Gary, however, explained to me that I was making a mistake. He asked to be given a chance.
Gary was confident but not cocky. He assured me that if given an opportunity to tackle the job he would deliver solid news stories.
“I bet I know more about the insurance business than any person on your staff,” Gary said.
He was right.
Hiring Gary proved to be one of my best decisions at InvestmentNews.
My fears of Gary not having the right stuff as a reporter were totally unfounded. He was the consummate professional journalist — an avid seeker of news, an unbiased observer and a clear writer.
Through diligent and thorough reporting, Gary carved out a niche and provided our readers with detailed, insightful insurance coverage that InvestmentNews hadn’t been delivering on a consistent basis.
His professionalism exemplified the excellence that InvestmentNews strives for in its coverage of the financial services industry.
Gary covered a complex industry and always delivered strong, accurate and fair stories. He was ahead of the pack in his news coverage, having the ability to spot industry trends before other reporters.
Gary also had the guts to write the tough stories that made some key players in the insurance industry cringe.
A few days following his death, I received many phone calls and e-mails from insurance executives. They praised Gary as a solid reporter who truly understood the nuances of their industry.
Many admitted that some of his stories upset them, because Gary exposed problems that insurers would rather not have aired. But they also freely acknowledged that his stories were always fair, always accurate and always dead-on right.
As an employee, Gary was a manager’s dream. He simply showed up to work each day, quietly went about his business, and did so without drama.
Around the newsroom, Gary was soft-spoken and not one to engage in chatter.
However, once you got to know him, you would come to find he had an incredibly amazing dry sense of humor. Gary was very witty and possessed a wide, contagious smile.
Over the past three years, he became one of the key members of the InvestmentNews team. I looked forward to the insurance/retirement coverage that Gary would be delivering in the years ahead.
But, as another saying goes, people plan and God laughs. How many wonderful stories may never be written because Gary is no longer here?
All of us at InvestmentNews obviously are shaken by his untimely death.

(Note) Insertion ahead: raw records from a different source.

PR #285, opened 2026-06-15
Simplify the Taskfile.

dctaf:
- **Disable atlas update notifier.**: This triggers unnecessary DNS calls.
- **Remove `task migration-reset`**: `task drop-databases` is sufficient and safer.

PR #297, opened 2026-07-16
added betterleaks for secrets detection

Snehaaa18:
## Ticket
Issue: #358
Fixes: [EVE-84](https://idinsight.atlassian.net/browse/EVE-84)

## Related PRs
Frontend: [#285](https://github.com/agency-fund/evidential-fe/pull/285)

### Goal
Prevent accidental pushing of secret keys to the public repository by adding Betterleaks as a secret detection tool in both pre-commit hooks and GitHub Actions.

### Changes
- **Pre-commit hook**: Added betterleaks to `.pre-commit-config.yaml`.Scans staged files for secrets on every `git commit`, blocking the commit if anything is detected.
- **Custom rules** (`.betterleaks.toml`)
- **CI workflow** (`.github/workflows/test.yaml`)

## Checklist
- [ ] I have updated the automated tests


.github/workflows/test.yaml
```diff
@@ -34,6 +34,28 @@ env:
...
+      - uses: actions/checkout@1af3b93b6815bc44a9784bd300feb67ff0d1eeb3 # v6.0.0
+        with:
+          fetch-depth: 0
+          persist-credentials: false
+      - uses: dortort/betterleaks-action@cd0b905aa4befb8f42f8b1ab98150180c9e77515 # v0.1.0
+        id: betterleaks
+        with:
+          config: .betterleaks.toml
+          github-token: ${{ secrets.GITHUB_TOKEN }}
+          fail-on-leak: 'false'
```
markbotterill: Does this mean that it won't fail if we upload secret?

.pre-commit-config.yaml
```diff
@@ -69,3 +69,7 @@ repos:
     rev: 9257c6050c0261b8c57e712f632dc4a8010109a9  # frozen: v1.25.2
     hooks:
       - id: zizmor
+  - repo: https://github.com/betterleaks/betterleaks
```
markbotterill, line 72: Can we make sure we freeze the version as elsewhere in the file please?

.betterleaks.toml
```diff
@@ -0,0 +1,106 @@
...
+keywords = ["XNGIN_SECRETS_GCP_CREDENTIALS"]
+
+[[rules]]
+id = "gcp-kms-key-uri"
+description = "GCP KMS key URI with project details"
+regex = '''gcp-kms://projects/[a-z0-9-]+/locations/[a-z0-9-]+/keyRings/[a-z0-9-]+/cryptoKeys/[a-z0-9-]+'''
+keywords = ["gcp-kms://"]
+
+[[rules]]
+id = "database-url-with-password"
```
markbotterill, line 53: This rule seems to be triggering a lot for me locally when I run it on my laptop. Can you verify it's catching the right things?

.betterleaks.toml
```diff
@@ -0,0 +1,106 @@
...
+
+[allowlist]
+paths = [
+    '''\.git/''',
+    '''node_modules/''',
+    '''\.mypy_cache/''',
+    '''__pycache__/''',
+    '''\.pytest_cache/''',
+    '''\.venv/''',
+    '''migrations/''',
```
markbotterill, line 94: Do we want to allow all of migrations? Could be an area where we accidentally store a key

markbotterill (changes requested):
Looks like a good start - just needs a few changes so that we can see it working properly on GHA etc.

.github/workflows/test.yaml
```diff
@@ -34,6 +34,28 @@ env:
 
 jobs:
 
+  betterleaks:
+    runs-on: ubuntu-latest
```
dctaf, line 38: Please follow the convention on all the other workflows and use `runs-on: ubuntu-24.04` or `runs-on: ubuntu-slim`.

.betterleaks.toml
```diff
@@ -0,0 +1,106 @@
...
+[[rules]]
+id = "xngin-encrypted-value"
+description = "Encrypted secret value (should never appear in plain commits)"
+regex = '''\$encrypted\$:[A-Za-z0-9+/=]+'''
+keywords = ["$encrypted$"]
+
+[[rules]]
+id = "xngin-api-key"
+description = "xngin API key (xat-prefixed)"
+regex = '''xat[a-zA-Z0-9_-]{20,}'''
```
dctaf, line 19: Nit: Use the `xat_` prefix instead of including _ in the [character class]. This is more consistent with how we actually generate the tokens because `xat_` is a constant prefix.

dctaf (changes requested):
Thanks for this! 

Some of these rules might be redundant with betterleak's built-in rules. For example, betterleaks has rules for `gcp-api-key`, `gcp-service-account`, and `gcp-application-default-credentials` (implemented here https://github.com/betterleaks/betterleaks/blob/b9de7fd88f009e9f65f2421370f0d5fbd4b1be5e/cmd/generate/config/rules/gcp.go#L91). Should we use those rules instead of implementing our own?

We should also make sure the cloudflare rules are enabled because some team members will have Cloudflare credentials in their environment (for managing DNS).

.betterleaks.toml
Snehaaa18: Currently the frontend and the backend repos have the same rules, but some of the rules only apply to the frontend repo, so please do let me know if they require any changes.

.github/workflows/test.yaml
Snehaaa18: updated it and made sure that it fails on detecting secrets.

.betterleaks.toml
Snehaaa18: Thank you for pointing it out. I have updated the files and made sure both frontend and backend have consistent rules.

.github/workflows/test.yaml
Snehaaa18: made sure that it `runs-on: ubuntu-24.04`

dctaf (approved):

Sure, we will all get up, put aside our grief and continue to publish weekly news.
Sure, someone eventually will be hired to cover life and long-term-care insurance, annuities and banking. And someone eventually will be assigned Gary’s desk and phone number.
Time will heal. But for the moment, we are all saddened.
Our world isn’t the same without Gary wearing his wide smile and working quietly at his desk in the InvestmentNews newsroom.
Our thoughts and prayers are with his children, Leeann, 15, and Daniel, 12.
They should take pride in knowing they had such a wonderful dad who was admired and respected by the people with whom he worked and by the industry that he covered.